### Work instruction
Lines of the listing that contain "naturally" need to be copied.

-- Opening Marker --

PR #398, opened 2023-02-26
Issues/394

LemurPwned:
Hey,
here's my suggestion to fix the trimming issue. The tests seem to pass, and the global bounds should be respected.

A suggestion perhaps to add contribution guideline (formatting etc.). 
Sorry for the initial erroneous commit -- please squash if it's ok.

Issue #394, opened 2023-01-25
Sequential Domain Reduction does not respect global bounds


raghavchandra123:
**Describe the bug**
the minimum window width is imposed after the global bounds trim rather than before which I think means that if a minimum window is wide enough then it can escape global bounds. This applies to the trim method of the SequentialDomainReductionTransformer.

**To Reproduce**
For example:
`def _trim(new_bounds: np.array, global_bounds: np.array) -> np.array:
	min_window = 1
        for i, variable in enumerate(new_bounds):
            if variable[0] < global_bounds[i, 0]:
                variable[0] = global_bounds[i, 0]
            if variable[1] > global_bounds[i, 1]:
                variable[1] = global_bounds[i, 1]
        for i, entry in enumerate(new_bounds):
            if entry[0] > entry[1]:
                new_bounds[i, 0] = entry[1]
                new_bounds[i, 1] = entry[0]
            window_width = abs(entry[0] - entry[1])
            if window_width < 1:
                new_bounds[i, 0] -= (min_window - window_width) / 2.0
                new_bounds[i, 1] += (min_window - window_width) / 2.0

        return new_bounds
new_bounds = np.concatenate((np.ones((5,1))*0.1,np.ones((5,1))),axis=1)
global_bounds = np.concatenate((np.ones((5,1))*-1,np.ones((5,1))),axis=1)*0.5
print(new_bounds)
print(global_bounds)
print(_trim(new_bounds,global_bounds))`
prints:
 [[0.1 1. ]
 [0.1 1. ]
 [0.1 1. ]
 [0.1 1. ]
 [0.1 1. ]]
[[-0.5  0.5]
 [-0.5  0.5]
 [-0.5  0.5]
 [-0.5  0.5]
 [-0.5  0.5]]
[[-0.2  0.8]
 [-0.2  0.8]
 [-0.2  0.8]
 [-0.2  0.8]
 [-0.2  0.8]]

where the first array is new_bounds before trim, second is global bounds and third is the trimmed version which is outside global bounds

**Expected behavior**
I think the global bounds check and minimum window should be combined in a way to respect both, e.g. for the example above it should return the new_bounds as -0.5 and 0.5. 

**Screenshots**

till-m:
Hey @raghavchandra123,

thanks for reporting this. Would you be willing to submit a PR to make this change? I would be happy to review it!

till-m:
@bwheelz36 I think this can be closed now :)

PR #441, opened 2023-08-14
bounds_transformer could bypass global_bounds due to the test logic within _trim function in domain_reduction.py

perezed00:
Previously, when the upper limit of  new_bounds < lower limit of global_bounds, the new_bounds could bypass the global_bounds.  The proposed changes requires the little change to the existing code, but could cause one of the entries in new_bounds to stagnate at the global_bounds if the new_bounds entry is always outside of the global_bounds.

### DIFF
--- a/bayes_opt/domain_reduction.py
+++ b/bayes_opt/domain_reduction.py
@@ -37,7 +37,10 @@ class SequentialDomainReductionTransformer(DomainTransformer):
         self.minimum_window_value = minimum_window
 
     def initialize(self, target_space: TargetSpace) -> None:
-        """Initialize all of the parameters"""
+        """Initialize all of the parameters.
+        """
+    
+        # Set the original bounds
         self.original_bounds = np.copy(target_space.bounds)
         self.bounds = [self.original_bounds]
 
@@ -48,6 +51,7 @@ class SequentialDomainReductionTransformer(DomainTransformer):
         else:
             self.minimum_window = [self.minimum_window_value] * len(target_space.bounds)
 
+        # Set initial values
         self.previous_optimal = np.mean(target_space.bounds, axis=1)
         self.current_optimal = np.mean(target_space.bounds, axis=1)
         self.r = target_space.bounds[:, 1] - target_space.bounds[:, 0]
@@ -73,14 +77,13 @@ class SequentialDomainReductionTransformer(DomainTransformer):
         self._window_bounds_compatibility(self.original_bounds)
 
     def _update(self, target_space: TargetSpace) -> None:
-
+        """ Updates contraction rate, window size, and window center.
+        """
         # setting the previous
         self.previous_optimal = self.current_optimal
         self.previous_d = self.current_d
-
-        self.current_optimal = target_space.params[
-            np.argmax(target_space.target)
-        ]
+        
+        self.current_optimal = self._windowed_max(target_space)
 
         self.current_d = 2.0 * (self.current_optimal -
                                 self.previous_optimal) / self.r
@@ -96,46 +99,101 @@ class SequentialDomainReductionTransformer(DomainTransformer):
             np.abs(self.current_d) * (self.gamma - self.eta)
 
         self.r = self.contraction_rate * self.r
+        
+    def _windowed_max(self, target_space: TargetSpace) -> np.array:
+        """Returns the parameters that produce the greatest target value within its bounds.
+        """
+        # extract the components we need from the target space
+        params = np.copy(target_space.params.T)
+        target = np.copy(target_space.target)
+        bounds = np.copy(target_space.bounds)
+        
+        # create a mask by checking each params against its bounds
+        mask = np.zeros_like(target)
+        for n, row in enumerate(params):
+            lower_bound = bounds[n, 0]
+            upper_bound = bounds[n, 1]
+            mask += (row <= lower_bound).astype(int)
+            mask += (row >= upper_bound).astype(int)
+        mask = mask<1
+
+        # apply the mask
+        params = params.T[mask]
+        targets = target[mask]
+
+        best_params = params[np.argmax(targets)]
+
+        return best_params
 
     def _trim(self, new_bounds: np.array, global_bounds: np.array) -> np.array:
-        """ Tests new_bounds to enforce global_bounds and minimum_window."""
-        # sort the order of the bounds for each parameter
+        """
+        Adjust the new_bounds and verify that they adhere to global_bounds and minimum_window.
+
+        Parameters:
+        -----------
+        new_bounds : np.array
+            The proposed new_bounds that (may) need adjustment.
+
+        global_bounds : np.array
+            The maximum allowable bounds for each parameter.
+
+        Returns:
+        --------
+        new_bounds : np.array
+            The adjusted bounds after enforcing constraints.
+        """
+
+        #sort bounds
         new_bounds = np.sort(new_bounds)
 
-        # check if the new bounds exceed the global bounds
+        # Validate each parameter's bounds against the global_bounds
         for i, pbounds in enumerate(new_bounds):
-            # check if lower bound exceeds range 
+            # If the lower bound of the parameter is outside the global bounds, reset the lower bound
             if (pbounds[0] < global_bounds[i, 0] or pbounds[0] > global_bounds[i, 1]):
                 pbounds[0] = global_bounds[i, 0]
-                warn("""Domain reduction warning:
-                    A parameter's lower bound has exceeded its global boundaries.
-                    The offensive boundary has been reset, but the optimizer may not converge.""")
-                
-            # check if upper bound exceeds range
+                warn("""Domain Reduction Warning:
+                    A parameter's lower bound has exceeded its global limit.
+                    The offensive boundary has been reset, but be cautious of optimizer convergence.""")
+
+            # If the upper bound bound of the parameter is outside the global bounds, reset the lower bound
             if (pbounds[1] > global_bounds[i, 1] or pbounds[1] < global_bounds[i, 0]):
                 pbounds[1] = global_bounds[i, 1]
                 warn("""Domain reduction warning:
-                    A parameter's upper bound has exceeded its global boundaries.
-                    The offensive boundary has been reset, but the optimizer may not converge.""")
-     
-        for i, entry in enumerate(new_bounds):
-            window_width = abs(entry[0] - entry[1])
-            if window_width < self.minimum_window[i]:
-                dw = (self.minimum_window[i] - window_width) / 2.0
-                left_expansion_space = abs(global_bounds[i, 0] - entry[0]) # should be non-positive
-                right_expansion_space = abs(global_bounds[i, 1] - entry[1]) # should be non-negative
-                # conservative
-                dw_l = min(dw, left_expansion_space)
-                dw_r = min(dw, right_expansion_space)
-                # this crawls towards the edge
-                ddw_r = dw_r + max(dw - dw_l, 0)
-                ddw_l = dw_l + max(dw - dw_r, 0)
-                new_bounds[i, 0] -= ddw_l
-                new_bounds[i, 1] += ddw_r
+                    A parameter's lower bound has exceeded its global limit.
+                    The offensive boundary has been reset, but be cautious of optimizer convergence.""")
+
+        # Adjust new_bounds to ensure they respect the minimum window width for each parameter
+        for i, pbounds in enumerate(new_bounds):
+            current_window_width = abs(pbounds[0] - pbounds[1])
+
+            # If the window width is less than the minimum allowable width, adjust it
+            # Note that minimum_window < width of the global bounds one side always has more space than required
+            if current_window_width < self.minimum_window[i]:
+                width_deficit = (self.minimum_window[i] - current_window_width) / 2.0
+                available_left_space = abs(global_bounds[i, 0] - pbounds[0])
+                available_right_space = abs(global_bounds[i, 1] - pbounds[1])
+                
+                # determine how much to expand on the left and right
+                expand_left = min(width_deficit, available_left_space)
+                expand_right = min(width_deficit, available_right_space)
+                
+                # calculate the deficit on each side
+                expand_left_deficit = width_deficit - expand_left
+                expand_right_deficit = width_deficit - expand_right
+
+                # shift the deficit to the side with more space
+                adjust_left = expand_left + max(expand_right_deficit, 0)
+                adjust_right = expand_right + max(expand_left_deficit, 0)
+                
+                # adjust the bounds
+                pbounds[0] -= adjust_left
+                pbounds[1] += adjust_right
+
         return new_bounds
 
     def _window_bounds_compatibility(self, global_bounds: np.array) -> bool:
-        """Checks if global bounds are compatible with the minimum window sizes."""
+        """Checks if global bounds are compatible with the minimum window sizes.
+        """
         for i, entry in enumerate(global_bounds):
             global_window_width = abs(entry[1] - entry[0])
             if global_window_width < self.minimum_window[i]:
@@ -146,7 +204,8 @@ class SequentialDomainReductionTransformer(DomainTransformer):
         return {param: bounds[i, :] for i, param in enumerate(parameters)}
 
     def transform(self, target_space: TargetSpace) -> dict:
-
+        """Reduces the bounds of the target space.
+        """
         self._update(target_space)
 
         new_bounds = np.array(
@@ -156,6 +215,6 @@ class SequentialDomainReductionTransformer(DomainTransformer):
             ]
         ).T
 
-        self._trim(new_bounds, self.original_bounds)
+        new_bounds = self._trim(new_bounds, self.original_bounds)
         self.bounds.append(new_bounds)
         return self._create_bounds(target_space.keys, new_bounds)
--- a/bayes_opt/domain_reduction.py
+++ b/bayes_opt/domain_reduction.py
@@ -83,7 +83,7 @@ class SequentialDomainReductionTransformer(DomainTransformer):
         self.previous_optimal = self.current_optimal
         self.previous_d = self.current_d
         
-        self.current_optimal = self._windowed_max(target_space)
+        self.current_optimal = target_space.params_to_array(target_space.max()['params'])
 
         self.current_d = 2.0 * (self.current_optimal -
                                 self.previous_optimal) / self.r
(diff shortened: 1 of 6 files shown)


till-m:
This should've been fixed in #398 (c.f. also #394). I don't think this change has been deployed to PyPI yet though.

perezed00:
Thanks for linking me to those posts, I was not aware of them. However, this issue is distinct from  #394, which addresses a window-width bypass. In `1.4.3` the global_bounds can still be bypassed when the suggested upper bound is smaller than the original lower bound. This PR addresses the current issue by identifying if either of the suggested new_bounds are outside of the original_bounds, in which case it sets the suggested new_bound value to the global_bound value. 

This issue arises, for instance, when an optimizer instance loads a log that was generated by an instance with bounds greater than those of the current instance. 

I will return to this PR to add a test case to `tests/test_seq_domain_red.py` and to verify the order of the various checks in `_trim`. I suspect that the proposed solution would be more robust if the entries of new_bounds are sorted before the global bounds are enforced.

till-m:
Hey @perezed00,

just to confirm, the case you're trying to cover is that sometimes, the lower bound can be greater than the upper bound (i.e. the bounds are out of order) and then the lower bound is not trimmed properly and allowed to be greater than the global bound?

perezed00:
No, the case I've identified is roughly as follows:
Suppose the global bounds for a variable are [5, 10]. If `bounds_transformer` suggests new_bounds = [1, 4], then _both_ bounds are smaller than the lower global_bound. `v1.4.3` only checks if _one_ of the bounds is smaller than global limit, so the second bound sneaks in.

Suppose the global_bounds for a variable are [x_lower, x_upper]. 
Suppose bounds_transformer suggests new_bounds=[nx_lower, nx_upper]. Assume nx_lower<nx_upper.

If nx_lower < x_lower, `v1.4.3` catches the error.
If (nx_lower< x_lower  and  nx_upper < x_lower), `v1.4.3` does not catch the error. (Caught by this PR)
If (nx_lower > nx_upper  and nx_upper < x_lower), needs to be checked.

till-m:
Thanks, that makes sense! I guess some more testing is in order. If the case you describe only shows up when loading logs from a differently configured optimizer, it makes sense that it wasn't covered before.
I assume you now have a solid understanding of the trim logic. Would you mind adding some comments to the code as part of this PR to make it clear what's happening in the `_trim` function?

perezed00:
Sounds good. I don't mind adding some comments to the `_trim` function. 
The case I've described can also arise after the use of `optimizer.set_bounds(new_bounds={})` 

In summary, I'll revise this PR after doing the following:
- Add comments to `_trim`
- Verify the (nx_lower > nx_upper and nx_upper < x_lower) case described above
- Check if the entries of new_bounds should be sorted before global bound enforcement
- Add a test case to `tests/test_seq_domain_red.py`

It will probably be a few days before I get a chance to implement these, but I'll post again when complete.

till-m:
Hey @perezed00, did you get around to have another look at this? Seems like the issue might've popped up for another user so I'd be eager to get this fixed.

perezed00:
Hi, @till-m 

I have updated this pull request. Regarding the list of tasks above, here's what was done:
- Comments were added to `_trim`. The section of `_trim` that deals with the window size could still use more comments, however.
- The (nx_lower > nx_upper and nx_upper < x_lower) case described above is tested, and not and issue
- The entries of new bounds are now sorted before global bounds are enforced. This change was not **needed** but it makes the organization of `_trim` a little easier to follow
- Test cases were added to `tests/test_seq_domain_red.py`

Additionally, the name of variables in `_trim` was made more uniform. With the exception of `test_notebooks_run.py` all of the tests in `/tests` pass. `test_notebooks_run.py` was not tested.

bayes_opt/domain_reduction.py
```diff
@@ -97,15 +97,23 @@ def _update(self, target_space: TargetSpace) -> None:
...
-            if variable[0] < global_bounds[i, 0]:
-                variable[0] = global_bounds[i, 0]
-            if variable[1] > global_bounds[i, 1]:
-                variable[1] = global_bounds[i, 1]
+        """ Tests new_bounds to enforce global_bounds and minimum_window."""
+        # sort the order of the bounds for each parameter
+        for i, pbounds in enumerate(new_bounds):
+            if pbounds[0] > pbounds[1]:
+                new_bounds[i, 0] = pbounds[1]
+                new_bounds[i, 1] = pbounds[0]
```
till-m, line 105: I think this can malfunction since iterating over an array (`__next__`) returns a pointer to the original object's data.

```python
import numpy as np
new_bounds = np.array([[2., 1.], [4., 3.]])
for i, pbounds in enumerate(new_bounds):
    if pbounds[0] > pbounds[1]:
        new_bounds[i, 0] = pbounds[1]
        new_bounds[i, 1] = pbounds[0]
```
Out:
```
array([[1., 1.],
       [3., 3.]])
```

bayes_opt/domain_reduction.py
```diff
@@ -97,15 +97,23 @@ def _update(self, target_space: TargetSpace) -> None:
...
+
+        # check if the new bounds exceed the global bounds
+        for i, pbounds in enumerate(new_bounds):
+            # check if lower bound exceeds range 
+            if (pbounds[0] < global_bounds[i, 0] or pbounds[0] > global_bounds[i, 1]):
+                pbounds[0] = global_bounds[i, 0]
+            # check if upper bound exceeds range
+            if (pbounds[1] > global_bounds[i, 1] or pbounds[1] < global_bounds[i, 0]):
+                pbounds[1] = global_bounds[i, 1]
```
till-m, line 114: This can essentially cause a reset to the initial global bounds if we pan outside them completely.
1. Can this case occur naturally, or only if the user manually messes with the bounds?
2. If it can happen naturally, can the bounds transformer recover from this and resume normal operation?

till-m (commented):
Looks good to me in general. Some small questions and things to verify.

bayes_opt/domain_reduction.py
perezed00: I had a suspicion this could be a problem, but that's how it was previously implemented, so I left it as-is. Anyways, this can be handled by np.sort(pbounds) instead. I'll make the change.

bayes_opt/domain_reduction.py
perezed00: FYI, I think this possible route to non-convergence might already be present in `v1.4.3`

bayes_opt/domain_reduction.py
till-m: Yeah, you're right, it must've slipped by the last time. Thanks for handling it!

till-m:
Regarding your alternative solution -- I like your suggestion, maybe the appropriate way to implement this would be to restrict `TargetSpace.max()` to return the maximum obeying the global bounds. The problem is, that the global bounds are currently only stored in the transformer, not in the target space. (cc: @fmfn @bwheelz36 @leandrobbraga)

Also, I think it'd be good to have a warning to inform the user that the transformer observed a maximum outside the global bounds and why this can happen.

bayes_opt/domain_reduction.py
perezed00: done

perezed00:
Since we have identified a few separate issues, I propose we implement the solutions in separate PRs. 

Here is how I see the issues:
`Issue #0`: The transformer is suggesting boundaries that exceed the global bounds. 
`Issue #1`: Some erroneous boundaries do not get caught by existing `_trim` logic.
`Issue #2`: Current solutions to issue `#1` can prevent the optimizer from converging in certain cases. 

`Issue #0 `is the root cause of issues `#1` and `#2`.  This PR addresses `#1`, but leaves `#0` and `#2` unresolved. The [suggested ](https://github.com/bayesian-optimization/BayesianOptimization/pull/441#issuecomment-1707115417)solution above may address `#0` directly. For the sake of organized updates lets keep this discussion focused on `#1` and make a new PR for `#0`.  What do you think? If you agree I can make a new branch / PR.

I don't mind if this PR get's closed without integration (I'll leave that decision to you), I just don't want this single PR to become a discussion that is too long to follow.

till-m:
Hi @perezed00,

my apologies, for not getting back to you, I have been rather busy recently.
I think it is generally better to tackle issues at the root. How would your solution to issue #0 look like (mathematically speaking)? I think there are several ways of doing what you're trying to accomplish with subtle, but important differences.

perezed00:
Hi @till-m,

No problem, I have also been very busy. Basically, the if the transformer sees a set of parameters in the target_space that optimize the function, then it tries to converge to that set of parameters. Mathematically, can mask the target_space so that the transformer only sees the parameters within the global bounds.  I implemented a windowing function within `domain_reduction.py' that doesn't require modifying other portions of the code base. I'll upload that now, along with some improved comments. 

During this process, I learned that the mask will not stop the transformer from suggesting bounds outside of the `global_bounds`, since that process also depends on the zoom/pan parameters. I am not sure that it can be avoided, and I don't think it needs to be addressed. This is because the `_trim` function enforces the global bounds.

On the other hand, as far as I can tell, the mask does drastically improve convergence. I believe that a transformer with a mask is as good as (or better than) a "normal" transformer at converging.  This can (should?) be explicitly tested.

If, in your opinion, the convergence seems okay, we might want to suppress the convergence warning since it is quite common at this point.

bayes_opt/domain_reduction.py
```diff
@@ -96,46 +99,101 @@ def _update(self, target_space: TargetSpace) -> None:
             np.abs(self.current_d) * (self.gamma - self.eta)
 
         self.r = self.contraction_rate * self.r
+        
+    def _windowed_max(self, target_space: TargetSpace) -> np.array:
```
till-m, line 103: I think it would be better to ensure that `target_space.max()` respects the pbounds and then use that function to get the maximum. Otherwise we will have two functions doing pretty much the same thing, which adds maintenance overhead (and the SDRT should really respect constraints, too).

bayes_opt/domain_reduction.py
```diff
@@ -96,46 +99,101 @@ def _update(self, target_space: TargetSpace) -> None:
...
             if (pbounds[0] < global_bounds[i, 0] or pbounds[0] > global_bounds[i, 1]):
                 pbounds[0] = global_bounds[i, 0]
-                warn("""Domain reduction warning:
-                    A parameter's lower bound has exceeded its global boundaries.
-                    The offensive boundary has been reset, but the optimizer may not converge.""")
-                
-            # check if upper bound exceeds range
+                warn("""Domain Reduction Warning:
+                    A parameter's lower bound has exceeded its global limit.
+                    The offensive boundary has been reset, but be cautious of optimizer convergence.""")
```
till-m, line 156: `optimizer` generally refers to the bayesian optimizer, which should still converge to something, just slower compared to when the SDRT is used. This message might be confusing for users who could think that the entire optimization procedure has broken down. You could write, e.g.:

```suggestion
                    The offensive boundary has been reset, but the optimizer may proceed without domain reduction.""")
```
but not super attached to it and there's probably a better way to phrase that.

bayes_opt/domain_reduction.py
```diff
@@ -96,46 +99,101 @@ def _update(self, target_space: TargetSpace) -> None:
...
-                # conservative
-                dw_l = min(dw, left_expansion_space)
-                dw_r = min(dw, right_expansion_space)
-                # this crawls towards the edge
-                ddw_r = dw_r + max(dw - dw_l, 0)
-                ddw_l = dw_l + max(dw - dw_r, 0)
-                new_bounds[i, 0] -= ddw_l
-                new_bounds[i, 1] += ddw_r
+                    A parameter's lower bound has exceeded its global limit.
+                    The offensive boundary has been reset, but be cautious of optimizer convergence.""")
```
till-m, line 163: as above. Note that both of them state `lower bound has exceeded its global limit` but one of the cases presumably concerns the upper bound.

bayes_opt/domain_reduction.py
```diff
@@ -96,46 +99,101 @@ def _update(self, target_space: TargetSpace) -> None:
...
+                expand_left_deficit = width_deficit - expand_left
+                expand_right_deficit = width_deficit - expand_right
+
+                # shift the deficit to the side with more space
+                adjust_left = expand_left + max(expand_right_deficit, 0)
+                adjust_right = expand_right + max(expand_left_deficit, 0)
+                
+                # adjust the bounds
+                pbounds[0] -= adjust_left
+                pbounds[1] += adjust_right
```
till-m, line 190: I quite like this code and the variable names are lovely :)

till-m (changes requested):
Sorry for the delay...
Biggest thing from my side is the fact that the `max_window` should be calculated using the target space. Rest looks good to me :)

perezed00:
Sorry for the late reply here , I am in the final stretch of dissertation work. I will finish this in 5 days.

till-m:
No worries. Good luck with the dissertation!

till-m:
Hey @perezed00, don't mean to rush you, but any update on this? :)

bayes_opt/domain_reduction.py
perezed00: This has been implemented. Thanks for the suggestion. I like it better

bayes_opt/domain_reduction.py
perezed00: I rewrote when the warnings were triggered to be more specific and reduce excessive warnings. Please see updated version.

perezed00:
Hey @till-m ,

Thanks for your patience. The changes have been implemented. target_space.max() now respects the bounds and I improved the warning messages. Warnings are now more specific and less frequent. Let me know if you see any other issues.

Cheers

tests/test_seq_domain_red.py
```diff
@@ -171,13 +171,20 @@ def verify_bounds_in_range(new_bounds, global_bounds):
...
     new_bounds = np.array( [[-20, -50], [-10, 10]] )
     trimmed_bounds = bounds_transformer._trim(new_bounds, global_bounds)
     assert verify_bounds_in_range(trimmed_bounds, global_bounds)
+
+if __name__ == '__main__':
+    r"""
+    CommandLine:
+        python tests/test_seq_domain_red.py
+    """
+    pytest.main([__file__])
```
perezed00, line 190: this is consistent with the other test files.

tests/test_target_space.py
```diff
@@ -193,6 +202,7 @@ def test_max():
     assert space.max() == {"params": {"p1": 5, "p2": 4}, "target": 9}
 
 def test_max_with_constraint():
+    PBOUNDS = {'p1': (0, 10), 'p2': (1, 100)}
```
perezed00, line 205: added local pbounds since the `.target_max()` method would now throw an error.

till-m:
hey, I'm a bit swamped right now, will have a look as soon as I can. Thanks for the contributions :)

tests/test_seq_domain_red.py
till-m: I think these should be removed, as they are not needed anymore, but it's good that you made sure it's consistent. Let's keep it like this for now, and we can delete them all in the future.

tests/test_target_space.py
```diff
@@ -166,10 +166,10 @@ def test_random_sample():
 def test_y_max():
     space = TargetSpace(target_func, PBOUNDS)
     assert space._target_max() == None
-    space.probe(params={"p1": 1, "p2": 2})
-    space.probe(params={"p1": 5, "p2": 1})
```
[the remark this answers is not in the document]
till-m: yeah, I think this works as intended. I saw that the case where there is a better point outside of pbounds is also covered, so I think this looks good 👍

tests/test_target_space.py
```diff
@@ -180,11 +180,20 @@ def test_y_max_with_constraint():
...
+    space.probe(params={"p1": 0, "p2": 1})
+    assert space._target_max() == 3
+
 
 
 def test_max():
+    PBOUNDS = {'p1': (0, 10), 'p2': (1, 100)}
     space = TargetSpace(target_func, PBOUNDS)
-
+
```
till-m, line 196: nitpick: indentation of empty line

bayes_opt/target_space.py
```diff
@@ -263,6 +279,14 @@ def random_sample(self):
             data.T[col] = self.random_state.uniform(lower, upper, size=1)
         return data.ravel()
 
+    def _pbound_mask(self):
```
till-m: Is this function unused? If no, what's its purpose?

tests/test_target_space.py
```diff
@@ -180,11 +180,20 @@ def test_y_max_with_constraint():
...
     assert space._target_max() == 3
 
+def test_y_max_within_pbounds():
+    space = TargetSpace(target_func, PBOUNDS)
+    assert space._target_max() == None
+    space.probe(params={"p1": 1, "p2": 2})
+    space.probe(params={"p1": 5, "p2": 1})
+    space.probe(params={"p1": 0, "p2": 1})
+    assert space._target_max() == 3
+
```
till-m, line 190: nitpick: One newline too many
```suggestion

```

bayes_opt/target_space.py
```diff
@@ -116,6 +116,22 @@ def constraint_values(self):
...
+    def mask(self):
+        mask = np.ones_like(self.target, dtype=bool)
+
+        # mask points that don't satisfy the constraint
+        if self._constraint is not None:
+            mask &= self._constraint.allowed(self._constraint_values)
+
+        # mask points that are outside the bounds
+        if self._bounds is not None:
+            within_bounds = np.all((self._bounds[:, 0] <= self._params) &
```
till-m, line 132: @perezed00 @bwheelz36 @leandrobbraga @fmfn 
What do you think, does it make sense trigger warning here if we find values outside pbounds?

till-m (approved):
Overall I think this is basically ready for merge, excluding the 3 minor comments + the warning discussion.
@osullivryan If you have the time, I think a review from your side would also be appreciated.

till-m:
Thanks for adding so much high-quality documentation, by the way!

bayes_opt/target_space.py
till-m: Whoops, you already removed this. My bad!

osullivryan:
Hey @perezed00  and @till-m , 

I took a look. Nice catch and fix! Awesome!

bayes_opt/target_space.py
perezed00: There are three ways for parameters to exist beyond the pbounds:
1. Existing pbounds are shrunk using `target_space.set_bounds(small_pbounds)`
2. They are manually (i.e., intentionally) added using `target_space.register(x, y)`
3. Logs are loaded that don't respect the pbounds. 

I don't think that #1 should produce a warning since this intended behavior. To tackle #2 and #3 without affecting #1, we could issue a warning when a point outside the bounds is **registered**, rather than found?

tests/test_seq_domain_red.py
perezed00: I found them helpful when writing the tests, since I could just "run" the test files, but I understand if you decide to remove them.

bayes_opt/target_space.py
till-m: That sounds good, would you mind implementing the warning + adding a test for it?

tests/test_seq_domain_red.py
till-m: let's keep them for now.

bayes_opt/target_space.py
perezed00: This warning has been added and all warnings have been slightly updated for improved formatting.

till-m:
From my side, I think this is good to go. @bwheelz36 @leandrobbraga @fmfn feel free to review. If you have no comments, I will merge this PR soon.

@perezed00 thank you very much for your contribution. As you may have noticed, we are a bit short on maintainers for this project currently. Based on the way you wrote this PR, the thoughtfulness of your approaches and the clarity of the code you wrote, I think it would be very valuable to have you on the team. If you're interested, please let me know :)

perezed00:
@till-m Thanks for the invite to join the team. I accept, I would be happy to join. Just a bit of a warning however: I defend my dissertation in April, so I might be less responsive a couple months before then.

Cheers!

bwheelz36:
Looks good to me. 
regarding the codecov checks, I'm not sure if you knew but you can check the code cov analysis of this PR here:
https://app.codecov.io/gh/bayesian-optimization/BayesianOptimization/pull/441
Apparently there are a few lines like `if (pbounds[0] > global_bounds[i, 1]):` which aren't being tested - should the test case be covering these?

-- Closing Marker --

### Solution to the problem
1. Can this case occur naturally, or only if the user manually messes with the bounds?
2. If it can happen naturally, can the bounds transformer recover from this and resume normal operation?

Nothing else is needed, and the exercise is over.